▼

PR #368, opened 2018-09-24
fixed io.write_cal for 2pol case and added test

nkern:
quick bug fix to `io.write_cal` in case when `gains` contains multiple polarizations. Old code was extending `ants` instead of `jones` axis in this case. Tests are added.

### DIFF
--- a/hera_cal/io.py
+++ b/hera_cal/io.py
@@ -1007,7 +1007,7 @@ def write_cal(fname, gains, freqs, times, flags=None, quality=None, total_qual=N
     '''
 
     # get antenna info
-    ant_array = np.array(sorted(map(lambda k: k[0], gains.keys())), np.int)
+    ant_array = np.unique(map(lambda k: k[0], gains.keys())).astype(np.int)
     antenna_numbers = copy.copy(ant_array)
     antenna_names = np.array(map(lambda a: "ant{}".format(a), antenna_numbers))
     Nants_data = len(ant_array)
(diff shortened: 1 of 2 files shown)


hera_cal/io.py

▲
▼

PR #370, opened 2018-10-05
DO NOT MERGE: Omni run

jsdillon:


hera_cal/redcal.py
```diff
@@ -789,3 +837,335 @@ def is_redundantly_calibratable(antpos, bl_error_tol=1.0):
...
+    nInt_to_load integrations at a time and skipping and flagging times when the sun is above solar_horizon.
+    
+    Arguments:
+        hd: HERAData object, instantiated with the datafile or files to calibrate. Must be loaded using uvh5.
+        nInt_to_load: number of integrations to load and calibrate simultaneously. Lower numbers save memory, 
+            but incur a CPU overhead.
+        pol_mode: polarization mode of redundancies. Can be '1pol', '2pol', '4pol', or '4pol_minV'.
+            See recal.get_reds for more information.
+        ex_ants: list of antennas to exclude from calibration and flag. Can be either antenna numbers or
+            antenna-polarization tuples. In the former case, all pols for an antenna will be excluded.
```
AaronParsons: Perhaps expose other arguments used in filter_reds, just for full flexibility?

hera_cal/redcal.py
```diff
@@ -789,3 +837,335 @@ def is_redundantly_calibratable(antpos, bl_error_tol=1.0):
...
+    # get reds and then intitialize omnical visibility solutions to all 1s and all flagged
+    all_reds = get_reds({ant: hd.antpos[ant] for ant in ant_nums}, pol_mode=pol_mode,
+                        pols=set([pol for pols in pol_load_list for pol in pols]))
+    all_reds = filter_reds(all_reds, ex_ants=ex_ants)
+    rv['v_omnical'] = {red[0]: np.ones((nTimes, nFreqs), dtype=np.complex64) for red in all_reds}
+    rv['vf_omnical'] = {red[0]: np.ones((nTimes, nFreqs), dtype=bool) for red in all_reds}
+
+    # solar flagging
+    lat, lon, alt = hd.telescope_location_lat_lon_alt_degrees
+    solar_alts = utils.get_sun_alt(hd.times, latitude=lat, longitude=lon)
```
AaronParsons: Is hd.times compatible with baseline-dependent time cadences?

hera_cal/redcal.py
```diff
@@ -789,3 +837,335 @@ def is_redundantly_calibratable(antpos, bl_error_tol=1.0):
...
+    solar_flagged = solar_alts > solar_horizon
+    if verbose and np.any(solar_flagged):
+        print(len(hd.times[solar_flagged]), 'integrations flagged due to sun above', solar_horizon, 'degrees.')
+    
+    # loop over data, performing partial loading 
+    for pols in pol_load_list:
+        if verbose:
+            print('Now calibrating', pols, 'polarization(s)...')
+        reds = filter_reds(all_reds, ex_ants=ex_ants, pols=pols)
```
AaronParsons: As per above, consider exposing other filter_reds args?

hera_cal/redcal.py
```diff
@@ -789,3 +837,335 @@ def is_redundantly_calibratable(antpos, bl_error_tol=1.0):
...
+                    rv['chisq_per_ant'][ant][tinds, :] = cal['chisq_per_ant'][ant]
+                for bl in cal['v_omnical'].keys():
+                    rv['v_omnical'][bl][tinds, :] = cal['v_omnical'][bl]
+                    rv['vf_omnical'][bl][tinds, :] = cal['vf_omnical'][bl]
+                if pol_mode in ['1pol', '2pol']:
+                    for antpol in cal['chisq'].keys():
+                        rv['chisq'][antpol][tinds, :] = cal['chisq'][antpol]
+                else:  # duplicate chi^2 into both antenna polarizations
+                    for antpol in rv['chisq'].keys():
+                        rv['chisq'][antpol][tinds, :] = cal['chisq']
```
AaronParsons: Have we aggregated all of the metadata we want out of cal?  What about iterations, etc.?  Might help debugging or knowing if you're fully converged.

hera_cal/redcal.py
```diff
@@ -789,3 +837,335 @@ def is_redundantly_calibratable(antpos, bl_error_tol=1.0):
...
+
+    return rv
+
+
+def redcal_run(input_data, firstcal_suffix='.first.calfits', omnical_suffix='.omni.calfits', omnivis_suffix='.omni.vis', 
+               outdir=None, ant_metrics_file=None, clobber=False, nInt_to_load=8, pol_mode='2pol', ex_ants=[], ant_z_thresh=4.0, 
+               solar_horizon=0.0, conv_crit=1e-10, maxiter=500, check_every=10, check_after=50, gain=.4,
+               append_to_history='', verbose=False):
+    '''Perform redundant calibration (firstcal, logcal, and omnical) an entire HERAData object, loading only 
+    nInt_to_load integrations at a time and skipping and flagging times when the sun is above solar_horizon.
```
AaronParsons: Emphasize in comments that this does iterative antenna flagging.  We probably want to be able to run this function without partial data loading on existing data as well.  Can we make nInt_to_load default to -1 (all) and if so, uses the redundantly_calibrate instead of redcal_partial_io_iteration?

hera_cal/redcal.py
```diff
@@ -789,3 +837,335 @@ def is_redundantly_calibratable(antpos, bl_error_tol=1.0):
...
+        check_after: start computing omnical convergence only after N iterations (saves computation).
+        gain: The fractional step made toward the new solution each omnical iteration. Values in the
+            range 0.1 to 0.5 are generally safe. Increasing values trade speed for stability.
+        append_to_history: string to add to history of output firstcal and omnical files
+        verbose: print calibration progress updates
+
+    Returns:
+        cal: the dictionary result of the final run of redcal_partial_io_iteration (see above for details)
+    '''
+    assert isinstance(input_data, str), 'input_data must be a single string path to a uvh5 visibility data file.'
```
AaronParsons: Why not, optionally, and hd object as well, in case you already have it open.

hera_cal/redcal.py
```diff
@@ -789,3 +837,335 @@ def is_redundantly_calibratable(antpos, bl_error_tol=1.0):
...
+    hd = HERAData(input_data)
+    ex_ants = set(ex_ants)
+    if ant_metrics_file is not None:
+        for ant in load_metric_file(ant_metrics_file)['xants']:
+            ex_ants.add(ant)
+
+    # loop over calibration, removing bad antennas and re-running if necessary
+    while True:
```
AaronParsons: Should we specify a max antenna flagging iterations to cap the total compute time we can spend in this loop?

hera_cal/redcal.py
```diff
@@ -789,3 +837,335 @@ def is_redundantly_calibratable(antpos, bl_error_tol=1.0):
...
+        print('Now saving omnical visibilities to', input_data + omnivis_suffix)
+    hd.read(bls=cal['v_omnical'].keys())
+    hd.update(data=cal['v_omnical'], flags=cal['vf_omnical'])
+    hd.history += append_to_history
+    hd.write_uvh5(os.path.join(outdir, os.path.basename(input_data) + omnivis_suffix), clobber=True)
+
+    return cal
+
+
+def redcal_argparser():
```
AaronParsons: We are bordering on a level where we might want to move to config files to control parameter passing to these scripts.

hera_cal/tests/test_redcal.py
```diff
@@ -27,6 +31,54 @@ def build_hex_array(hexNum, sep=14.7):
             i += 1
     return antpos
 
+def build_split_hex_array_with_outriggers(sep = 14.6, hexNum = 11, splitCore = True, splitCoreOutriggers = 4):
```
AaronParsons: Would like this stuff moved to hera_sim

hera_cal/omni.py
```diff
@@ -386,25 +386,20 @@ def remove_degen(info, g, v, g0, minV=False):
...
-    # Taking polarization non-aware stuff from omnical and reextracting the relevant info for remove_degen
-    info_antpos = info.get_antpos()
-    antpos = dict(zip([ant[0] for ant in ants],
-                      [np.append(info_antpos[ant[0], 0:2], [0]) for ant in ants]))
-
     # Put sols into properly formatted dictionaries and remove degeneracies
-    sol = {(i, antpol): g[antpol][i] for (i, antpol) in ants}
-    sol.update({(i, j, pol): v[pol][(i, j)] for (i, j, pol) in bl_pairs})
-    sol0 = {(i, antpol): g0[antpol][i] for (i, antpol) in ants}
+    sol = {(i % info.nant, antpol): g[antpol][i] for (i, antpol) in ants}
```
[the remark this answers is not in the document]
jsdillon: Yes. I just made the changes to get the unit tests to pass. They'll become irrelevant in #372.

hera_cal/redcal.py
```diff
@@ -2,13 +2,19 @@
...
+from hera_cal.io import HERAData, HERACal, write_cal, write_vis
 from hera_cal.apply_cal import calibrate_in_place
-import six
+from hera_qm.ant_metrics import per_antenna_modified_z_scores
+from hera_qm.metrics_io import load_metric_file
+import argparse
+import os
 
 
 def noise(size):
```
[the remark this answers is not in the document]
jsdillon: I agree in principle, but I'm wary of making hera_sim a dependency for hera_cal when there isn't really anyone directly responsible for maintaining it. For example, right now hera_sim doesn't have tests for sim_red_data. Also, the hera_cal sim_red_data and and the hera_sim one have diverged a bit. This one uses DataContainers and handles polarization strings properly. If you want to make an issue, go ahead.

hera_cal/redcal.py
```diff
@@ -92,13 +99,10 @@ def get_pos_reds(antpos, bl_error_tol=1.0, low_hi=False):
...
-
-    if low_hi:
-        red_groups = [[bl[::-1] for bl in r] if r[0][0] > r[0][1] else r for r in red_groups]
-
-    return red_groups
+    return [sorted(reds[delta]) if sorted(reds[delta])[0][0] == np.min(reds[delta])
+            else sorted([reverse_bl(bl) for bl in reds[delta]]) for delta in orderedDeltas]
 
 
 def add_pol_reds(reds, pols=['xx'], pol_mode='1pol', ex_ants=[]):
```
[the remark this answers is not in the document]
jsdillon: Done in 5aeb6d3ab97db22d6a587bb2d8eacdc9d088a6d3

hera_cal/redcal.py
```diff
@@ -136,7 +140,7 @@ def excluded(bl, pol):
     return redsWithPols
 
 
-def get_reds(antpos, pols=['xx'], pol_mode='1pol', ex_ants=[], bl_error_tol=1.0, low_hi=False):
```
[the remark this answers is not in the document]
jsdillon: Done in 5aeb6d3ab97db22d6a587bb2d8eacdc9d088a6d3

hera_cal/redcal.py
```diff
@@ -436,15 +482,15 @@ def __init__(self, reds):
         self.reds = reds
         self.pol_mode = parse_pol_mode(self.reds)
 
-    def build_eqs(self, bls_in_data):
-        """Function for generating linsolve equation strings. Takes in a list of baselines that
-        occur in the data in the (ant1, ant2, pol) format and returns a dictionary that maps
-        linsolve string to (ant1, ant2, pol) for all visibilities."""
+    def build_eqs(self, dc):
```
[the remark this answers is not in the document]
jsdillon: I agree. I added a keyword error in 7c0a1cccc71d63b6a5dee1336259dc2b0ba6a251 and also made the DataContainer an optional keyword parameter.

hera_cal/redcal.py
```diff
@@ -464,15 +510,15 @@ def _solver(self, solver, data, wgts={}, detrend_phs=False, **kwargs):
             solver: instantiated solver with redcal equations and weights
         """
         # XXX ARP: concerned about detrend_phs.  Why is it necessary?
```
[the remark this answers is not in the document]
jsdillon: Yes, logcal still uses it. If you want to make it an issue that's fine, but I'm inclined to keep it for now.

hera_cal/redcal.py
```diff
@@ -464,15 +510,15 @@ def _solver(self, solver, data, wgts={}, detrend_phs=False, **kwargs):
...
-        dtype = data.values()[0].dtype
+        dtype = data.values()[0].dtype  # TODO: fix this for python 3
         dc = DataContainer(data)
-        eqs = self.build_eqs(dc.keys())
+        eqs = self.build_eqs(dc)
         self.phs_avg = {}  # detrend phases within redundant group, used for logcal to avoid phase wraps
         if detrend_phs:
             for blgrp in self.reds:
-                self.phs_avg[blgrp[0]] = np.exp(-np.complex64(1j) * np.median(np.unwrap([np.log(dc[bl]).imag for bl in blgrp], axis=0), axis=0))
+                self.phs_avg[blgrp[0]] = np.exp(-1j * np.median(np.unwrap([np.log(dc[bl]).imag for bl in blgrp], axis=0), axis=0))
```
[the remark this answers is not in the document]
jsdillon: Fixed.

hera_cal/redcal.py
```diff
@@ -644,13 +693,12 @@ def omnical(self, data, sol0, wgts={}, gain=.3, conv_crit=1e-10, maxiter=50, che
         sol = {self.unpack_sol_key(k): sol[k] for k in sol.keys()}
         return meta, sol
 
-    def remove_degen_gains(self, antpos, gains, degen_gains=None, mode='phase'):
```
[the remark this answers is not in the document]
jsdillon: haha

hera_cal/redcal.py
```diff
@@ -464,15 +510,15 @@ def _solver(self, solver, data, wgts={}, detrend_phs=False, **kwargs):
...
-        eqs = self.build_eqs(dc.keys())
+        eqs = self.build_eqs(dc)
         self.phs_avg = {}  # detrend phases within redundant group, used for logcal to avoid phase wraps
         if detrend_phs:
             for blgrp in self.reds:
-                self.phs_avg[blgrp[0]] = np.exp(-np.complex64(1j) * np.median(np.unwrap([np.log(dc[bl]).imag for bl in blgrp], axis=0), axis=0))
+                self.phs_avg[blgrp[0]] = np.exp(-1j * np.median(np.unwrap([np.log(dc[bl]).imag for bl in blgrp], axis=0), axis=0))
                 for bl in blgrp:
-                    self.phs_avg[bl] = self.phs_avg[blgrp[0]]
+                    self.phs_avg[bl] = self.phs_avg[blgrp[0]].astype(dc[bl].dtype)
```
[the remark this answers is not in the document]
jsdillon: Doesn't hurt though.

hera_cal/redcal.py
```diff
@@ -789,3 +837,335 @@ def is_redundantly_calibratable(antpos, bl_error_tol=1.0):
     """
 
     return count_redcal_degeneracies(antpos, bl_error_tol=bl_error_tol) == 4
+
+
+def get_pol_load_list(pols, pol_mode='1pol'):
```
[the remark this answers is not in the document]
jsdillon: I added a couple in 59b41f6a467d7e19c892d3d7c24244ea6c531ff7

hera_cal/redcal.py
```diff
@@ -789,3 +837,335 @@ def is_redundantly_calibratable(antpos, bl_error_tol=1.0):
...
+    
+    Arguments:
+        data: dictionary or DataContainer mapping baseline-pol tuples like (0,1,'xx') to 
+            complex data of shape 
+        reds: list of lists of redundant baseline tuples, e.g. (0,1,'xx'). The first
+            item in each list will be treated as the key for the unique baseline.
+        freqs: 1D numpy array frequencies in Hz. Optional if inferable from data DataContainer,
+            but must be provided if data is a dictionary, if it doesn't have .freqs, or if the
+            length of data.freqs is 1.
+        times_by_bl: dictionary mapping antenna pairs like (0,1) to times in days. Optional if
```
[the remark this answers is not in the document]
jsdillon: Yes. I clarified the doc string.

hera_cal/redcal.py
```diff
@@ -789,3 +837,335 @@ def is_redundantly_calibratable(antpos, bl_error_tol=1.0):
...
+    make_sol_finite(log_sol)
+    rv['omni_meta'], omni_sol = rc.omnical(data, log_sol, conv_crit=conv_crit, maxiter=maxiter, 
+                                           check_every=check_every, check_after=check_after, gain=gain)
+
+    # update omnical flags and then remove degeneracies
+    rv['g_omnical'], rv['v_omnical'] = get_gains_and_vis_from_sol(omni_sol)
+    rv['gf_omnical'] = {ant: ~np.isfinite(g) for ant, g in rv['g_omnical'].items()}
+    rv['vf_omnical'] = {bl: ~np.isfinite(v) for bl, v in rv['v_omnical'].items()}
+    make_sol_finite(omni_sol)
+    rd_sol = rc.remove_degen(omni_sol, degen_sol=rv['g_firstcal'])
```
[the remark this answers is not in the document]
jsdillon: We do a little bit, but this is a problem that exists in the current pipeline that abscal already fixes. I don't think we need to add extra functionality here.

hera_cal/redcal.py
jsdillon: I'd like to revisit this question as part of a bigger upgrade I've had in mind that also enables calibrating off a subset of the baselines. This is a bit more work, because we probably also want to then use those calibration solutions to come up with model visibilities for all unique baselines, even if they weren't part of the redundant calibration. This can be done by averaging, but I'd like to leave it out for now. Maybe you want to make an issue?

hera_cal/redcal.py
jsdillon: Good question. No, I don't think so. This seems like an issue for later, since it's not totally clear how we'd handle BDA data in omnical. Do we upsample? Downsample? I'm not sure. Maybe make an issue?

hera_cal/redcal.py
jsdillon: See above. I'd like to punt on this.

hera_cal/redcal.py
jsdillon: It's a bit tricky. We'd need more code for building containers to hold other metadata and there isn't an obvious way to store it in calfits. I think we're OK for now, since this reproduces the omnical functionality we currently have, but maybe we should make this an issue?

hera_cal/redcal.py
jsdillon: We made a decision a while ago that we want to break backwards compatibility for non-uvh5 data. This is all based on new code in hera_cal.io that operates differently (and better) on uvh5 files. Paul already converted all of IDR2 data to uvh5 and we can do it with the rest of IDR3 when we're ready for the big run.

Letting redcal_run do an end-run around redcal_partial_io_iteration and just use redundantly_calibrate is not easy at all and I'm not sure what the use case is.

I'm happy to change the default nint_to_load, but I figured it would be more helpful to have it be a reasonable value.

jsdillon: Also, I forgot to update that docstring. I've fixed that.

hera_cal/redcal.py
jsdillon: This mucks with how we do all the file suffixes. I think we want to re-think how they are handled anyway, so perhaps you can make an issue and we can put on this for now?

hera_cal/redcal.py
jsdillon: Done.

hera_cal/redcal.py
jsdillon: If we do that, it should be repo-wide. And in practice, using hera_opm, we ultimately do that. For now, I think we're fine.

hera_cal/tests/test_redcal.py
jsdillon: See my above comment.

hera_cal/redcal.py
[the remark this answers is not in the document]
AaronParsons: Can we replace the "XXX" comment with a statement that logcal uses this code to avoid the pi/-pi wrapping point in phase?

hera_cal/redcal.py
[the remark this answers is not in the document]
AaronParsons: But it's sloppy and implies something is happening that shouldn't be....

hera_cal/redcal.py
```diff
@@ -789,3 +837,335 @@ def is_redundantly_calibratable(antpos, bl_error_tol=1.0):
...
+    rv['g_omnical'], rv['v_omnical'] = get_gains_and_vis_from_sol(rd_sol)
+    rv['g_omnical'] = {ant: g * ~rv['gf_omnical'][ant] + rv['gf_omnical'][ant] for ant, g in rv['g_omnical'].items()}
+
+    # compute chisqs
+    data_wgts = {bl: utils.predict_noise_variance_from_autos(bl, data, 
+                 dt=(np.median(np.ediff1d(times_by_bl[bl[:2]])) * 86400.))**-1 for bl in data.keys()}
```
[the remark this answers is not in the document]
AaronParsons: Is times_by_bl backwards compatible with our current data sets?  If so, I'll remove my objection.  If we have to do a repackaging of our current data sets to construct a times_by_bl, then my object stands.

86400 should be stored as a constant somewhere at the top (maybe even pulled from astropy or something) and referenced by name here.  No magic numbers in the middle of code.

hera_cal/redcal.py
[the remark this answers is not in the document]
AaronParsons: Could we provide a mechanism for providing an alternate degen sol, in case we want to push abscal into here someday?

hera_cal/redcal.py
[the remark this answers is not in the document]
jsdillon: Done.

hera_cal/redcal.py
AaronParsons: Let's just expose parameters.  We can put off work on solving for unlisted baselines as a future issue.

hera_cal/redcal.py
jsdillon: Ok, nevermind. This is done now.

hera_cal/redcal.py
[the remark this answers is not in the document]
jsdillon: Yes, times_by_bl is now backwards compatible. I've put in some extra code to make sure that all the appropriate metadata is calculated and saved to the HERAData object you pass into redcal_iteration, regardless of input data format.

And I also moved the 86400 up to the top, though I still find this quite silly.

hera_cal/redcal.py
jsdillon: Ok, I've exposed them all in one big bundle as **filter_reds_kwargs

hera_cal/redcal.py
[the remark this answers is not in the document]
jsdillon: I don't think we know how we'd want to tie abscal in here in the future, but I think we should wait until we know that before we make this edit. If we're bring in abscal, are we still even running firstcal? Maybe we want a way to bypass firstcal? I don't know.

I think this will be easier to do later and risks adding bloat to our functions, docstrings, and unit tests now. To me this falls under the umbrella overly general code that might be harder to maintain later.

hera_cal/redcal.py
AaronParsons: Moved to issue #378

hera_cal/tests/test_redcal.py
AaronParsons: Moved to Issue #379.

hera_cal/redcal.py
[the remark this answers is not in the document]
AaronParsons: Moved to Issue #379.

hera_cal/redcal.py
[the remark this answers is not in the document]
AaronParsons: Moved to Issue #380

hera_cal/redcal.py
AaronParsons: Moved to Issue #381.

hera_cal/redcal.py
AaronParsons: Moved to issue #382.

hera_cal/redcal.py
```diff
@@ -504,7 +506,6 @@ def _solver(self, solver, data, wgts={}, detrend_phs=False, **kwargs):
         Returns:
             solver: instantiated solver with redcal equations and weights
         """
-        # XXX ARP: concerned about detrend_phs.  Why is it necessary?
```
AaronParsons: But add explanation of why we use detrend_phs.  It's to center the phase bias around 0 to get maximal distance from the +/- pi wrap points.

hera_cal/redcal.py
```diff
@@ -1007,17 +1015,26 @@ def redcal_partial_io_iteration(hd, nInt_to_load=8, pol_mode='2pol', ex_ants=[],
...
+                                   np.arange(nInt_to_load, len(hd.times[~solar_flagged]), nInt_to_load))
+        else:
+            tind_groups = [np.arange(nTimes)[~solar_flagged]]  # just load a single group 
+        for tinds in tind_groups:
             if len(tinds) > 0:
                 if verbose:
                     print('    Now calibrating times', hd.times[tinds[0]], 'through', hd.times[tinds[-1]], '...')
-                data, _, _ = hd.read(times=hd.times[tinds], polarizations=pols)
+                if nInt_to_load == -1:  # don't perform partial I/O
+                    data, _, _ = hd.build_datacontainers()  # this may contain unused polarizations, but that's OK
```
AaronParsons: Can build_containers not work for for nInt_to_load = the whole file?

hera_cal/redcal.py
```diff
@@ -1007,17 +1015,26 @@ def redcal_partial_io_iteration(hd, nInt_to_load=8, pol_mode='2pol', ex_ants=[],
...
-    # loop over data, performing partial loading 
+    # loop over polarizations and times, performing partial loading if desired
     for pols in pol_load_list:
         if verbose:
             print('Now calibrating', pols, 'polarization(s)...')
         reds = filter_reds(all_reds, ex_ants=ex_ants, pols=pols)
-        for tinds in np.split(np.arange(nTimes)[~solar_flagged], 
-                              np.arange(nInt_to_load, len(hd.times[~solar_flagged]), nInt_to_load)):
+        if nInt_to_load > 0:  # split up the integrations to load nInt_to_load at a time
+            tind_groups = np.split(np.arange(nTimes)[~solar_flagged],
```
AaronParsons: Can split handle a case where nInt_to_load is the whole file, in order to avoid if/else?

▲
▼

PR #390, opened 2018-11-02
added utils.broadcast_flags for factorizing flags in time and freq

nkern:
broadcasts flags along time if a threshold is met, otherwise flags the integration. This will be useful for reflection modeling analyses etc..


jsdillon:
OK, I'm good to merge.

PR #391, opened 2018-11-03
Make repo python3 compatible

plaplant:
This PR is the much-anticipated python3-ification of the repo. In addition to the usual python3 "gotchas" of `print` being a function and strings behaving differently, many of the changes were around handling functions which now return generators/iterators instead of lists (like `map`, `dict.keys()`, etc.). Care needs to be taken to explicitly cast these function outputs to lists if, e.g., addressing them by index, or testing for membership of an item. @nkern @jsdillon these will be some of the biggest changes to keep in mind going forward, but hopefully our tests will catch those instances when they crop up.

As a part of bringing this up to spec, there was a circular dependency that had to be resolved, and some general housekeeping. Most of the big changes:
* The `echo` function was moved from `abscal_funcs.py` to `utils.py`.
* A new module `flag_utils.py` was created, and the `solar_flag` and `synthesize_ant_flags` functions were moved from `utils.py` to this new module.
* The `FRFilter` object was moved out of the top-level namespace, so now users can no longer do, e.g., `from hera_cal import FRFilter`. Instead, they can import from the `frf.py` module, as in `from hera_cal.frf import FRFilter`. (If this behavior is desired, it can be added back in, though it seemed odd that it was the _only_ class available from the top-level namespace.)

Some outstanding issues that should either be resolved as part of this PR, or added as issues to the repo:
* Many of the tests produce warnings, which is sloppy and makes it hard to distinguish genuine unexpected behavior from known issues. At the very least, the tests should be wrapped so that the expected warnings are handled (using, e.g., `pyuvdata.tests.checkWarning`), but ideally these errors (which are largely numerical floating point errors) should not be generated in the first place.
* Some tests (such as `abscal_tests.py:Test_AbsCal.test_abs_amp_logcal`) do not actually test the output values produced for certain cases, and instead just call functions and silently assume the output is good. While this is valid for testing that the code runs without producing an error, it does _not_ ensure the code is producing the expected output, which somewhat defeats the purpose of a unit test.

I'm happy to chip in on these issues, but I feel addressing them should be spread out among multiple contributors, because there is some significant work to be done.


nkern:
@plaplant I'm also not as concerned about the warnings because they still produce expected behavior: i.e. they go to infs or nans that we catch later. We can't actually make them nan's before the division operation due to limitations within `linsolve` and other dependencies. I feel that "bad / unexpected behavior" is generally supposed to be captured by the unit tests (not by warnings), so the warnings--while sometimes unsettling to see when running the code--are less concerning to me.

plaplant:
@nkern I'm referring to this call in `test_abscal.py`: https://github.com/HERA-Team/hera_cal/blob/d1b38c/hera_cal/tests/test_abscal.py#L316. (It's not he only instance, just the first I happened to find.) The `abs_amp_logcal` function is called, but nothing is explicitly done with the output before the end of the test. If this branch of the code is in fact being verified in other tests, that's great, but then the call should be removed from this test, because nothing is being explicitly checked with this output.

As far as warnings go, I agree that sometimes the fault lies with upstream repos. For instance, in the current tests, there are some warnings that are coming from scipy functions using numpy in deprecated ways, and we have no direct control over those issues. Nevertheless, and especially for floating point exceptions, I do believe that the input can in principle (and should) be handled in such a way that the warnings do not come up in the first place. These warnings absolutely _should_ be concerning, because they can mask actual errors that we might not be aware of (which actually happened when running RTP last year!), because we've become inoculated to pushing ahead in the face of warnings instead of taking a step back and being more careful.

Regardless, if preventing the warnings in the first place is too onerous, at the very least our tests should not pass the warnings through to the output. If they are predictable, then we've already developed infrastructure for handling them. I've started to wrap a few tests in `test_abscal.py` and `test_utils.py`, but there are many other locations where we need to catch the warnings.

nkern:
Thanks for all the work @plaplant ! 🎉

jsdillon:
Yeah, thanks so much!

▲

• **WORK TO COMPLETE**: Everything above from the line with "PR #368, opened 2018-09-24" to the line with "(diff shortened: 1 of 2 files shown)", both included, must be repeated exactly, and nothing outside that range.

• **ANSWER TO THIS PROBLEM**:
PR #368, opened 2018-09-24
fixed io.write_cal for 2pol case and added test

nkern:
quick bug fix to `io.write_cal` in case when `gains` contains multiple polarizations. Old code was extending `ants` instead of `jones` axis in this case. Tests are added.

### DIFF
--- a/hera_cal/io.py
+++ b/hera_cal/io.py
@@ -1007,7 +1007,7 @@ def write_cal(fname, gains, freqs, times, flags=None, quality=None, total_qual=N
     '''
 
     # get antenna info
-    ant_array = np.array(sorted(map(lambda k: k[0], gains.keys())), np.int)
+    ant_array = np.unique(map(lambda k: k[0], gains.keys())).astype(np.int)
     antenna_numbers = copy.copy(ant_array)
     antenna_names = np.array(map(lambda a: "ant{}".format(a), antenna_numbers))
     Nants_data = len(ant_array)
(diff shortened: 1 of 2 files shown)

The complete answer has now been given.